Best Buy, Home Depot and Lowe's Are Seeing Explosive Growth in This One Category

NEW YORK (TheStreet) -- First-quarter results for big-box retailers have been mixed as consumers remain picky about spending their dollars, but there has been one bright spot: pricey home appliances.

Sales of products such as basic dishwashers, refrigerators and new smart appliances that help conserve energy suggest the U.S. housing recovery remains firmly on track. On Thursday, electronics retailer Best Buy (BBYreported that same-store sales of appliances, which represented about 8% of its first-quarter business, increased a robust 12.3%. That's compared to 9.1% growth in the category a year ago.

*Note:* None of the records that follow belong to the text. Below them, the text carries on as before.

PR #1903, opened 2016-10-27
Windows non-threadable fix

scopatz:
This should address the issues with less, vim, etc and other non-threadable commands on Windows. @melund  and @BYK, would you mind taking a look please?  

This issue with `git diff` and other similar threadable commands are more deeply seeded with alternate mode. I am looking in to them now.


scopatz:
PS I don't think this needs a new entry

melund:
Wuhoo... It fixes the less problem. Merging

PR #1906, opened 2016-10-27
more entries in threadable predictors

gforsyth:
I know this is just a bandaid, but for now we can cover a lot of commonly used programs until we come up with a robust way to predict these things.  Also, `pacman` and `macvim` will let us close out at least two issues.


scopatz:
Thanks @gforsyth!

astronouth7303:
Given that threadability hasn't been released yet, I'm not sure this needed the news item.

PR #1908, opened 2016-10-27
Fix SubprocSpec repr

gforsyth:
Quick fix for an annoyance I ran into while trying to debug some alias stuff


scopatz:
Whoops! Thanks!

Issue #76, opened 2023-06-17
Introduce Function Calling, ChatCompletion


Doordashcon:
pls see [documentation](https://platform.openai.com/docs/guides/gpt/function-calling)

64bit:
Duplicate of #72

64bit:
This is available in v0.12.0

PR #79, opened 2023-06-19
Add function call request param

DaviRain-Su:
close: #72 
#76 

- Remove example/Cargo.toml, add to root Cargo.toml
- Add function-call example get_current_weather


b0xtch (approved):

b0xtch:
I would also update the readme to add function as feature

DaviRain-Su:
I am currently writing an example code for function calls, but I encountered an issue with the error: `JSONDeserialize(Error("invalid type: null, expected a string", line: 11, column: 23)).`  I need some help to resolve this.

64bit:
Hi @DaviRain-Su, Thank you for the PR and adding example for this new feature - its a great way to test it.

Here are some hints for you to debug this further:
- see the updated upstream OpenAPI spec and match it with Rust type in code
- setup tracing_subscriber so that `tracing::error!( ... )` can log the actualy json payload causing deserializtion error. `examples/rate-limit-completions` has an example - however you might need to change log level. 

Hope this helps

DaviRain-Su:
Successfully added an example that can use function calls.

async-openai/src/types/types.rs
```diff
@@ -698,17 +699,39 @@ pub enum Role {
 pub struct ChatCompletionRequestMessage {
     /// The role of the author of this message.
     pub role: Role,
+    #[serde(skip_serializing_if = "Option::is_none")]
     /// The contents of the message
-    pub content: String,
+    pub content: Option<String>,
```
64bit, line 704: Comment needs to be updated (please see latest spec)

> The contents of the message. `content` is required for all messages except assistant messages with function calls.

64bit (changes requested):
It appears that naming does not adheres to OpenAPI spec.

For example  `ChatCompletionFunctions` , Please see the names of new types in this PR https://github.com/64bit/async-openai/pull/73


For background: all types in `types.rs` are named based on OpenAPI component schema.

DaviRain-Su:
Have fix all.

64bit:
`function_call` in `ChatCompletionRequestMessage` and `ChatCompletionResponseMessage` can also be a struct with `name` and `arguments` - I'll take care of it before publishing.

Thank you for addressing the comments,  nice work on the new example!

64bit (approved):

64bit:
This is released in v0.12.0

PR #82, opened 2023-06-28
Add reqwest/native-tls-vendored feature

mikeparisstuff:
Hey, first of all thanks for the awesome crate.

I run my rust services on ARM-based AWS graviton instances which have a different version of OpenSSL that doesn't play nicely with reqwest. This diff adds a new feature to async-openai that allows removing the dependency on OpenSSL by opting in for the native-tls-vendored feature in the reqwest library. 

I've tested this on graviton with an incompatible version of OpenSSL and things work nicely :)

Thanks


64bit (approved):
Thank you for PR and detailed description & testing, nicely done!

64bit:
This is released in v0.12.1

PR #83, opened 2023-07-01
Fix streaming function calls

crat0z:
Hello!

This fixes a bug that broke streaming chat responses with function calls. From observation, `arguments` is always a string, however, just to be safe, I've made it an `Option<String>`.


64bit:
Hi @crat0z , thank you for the PR and fixing the bug. 

Do you mind adding the full example in  (say) `examples/function-call-stream` if you already have it from your testing? it would be very helpful to test & maintain this in the future as well

64bit:
Thank you for PR @crat0z , this was addressed in #98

That performance stood in contrast to other, more mixed areas of Best Buy's business.

Overall domestic same-store sales increased 0.6% for the quarter, but fell 0.7% when excluding the impact of the company's new installment billing plans for mobile.

The quarter's results were weighed down by declines in every business for the company except appliances and consumer electronics. Same-store sales in electronics increased 7.6% in the quarter, owing to demand for expensive 4K high-definition TVs.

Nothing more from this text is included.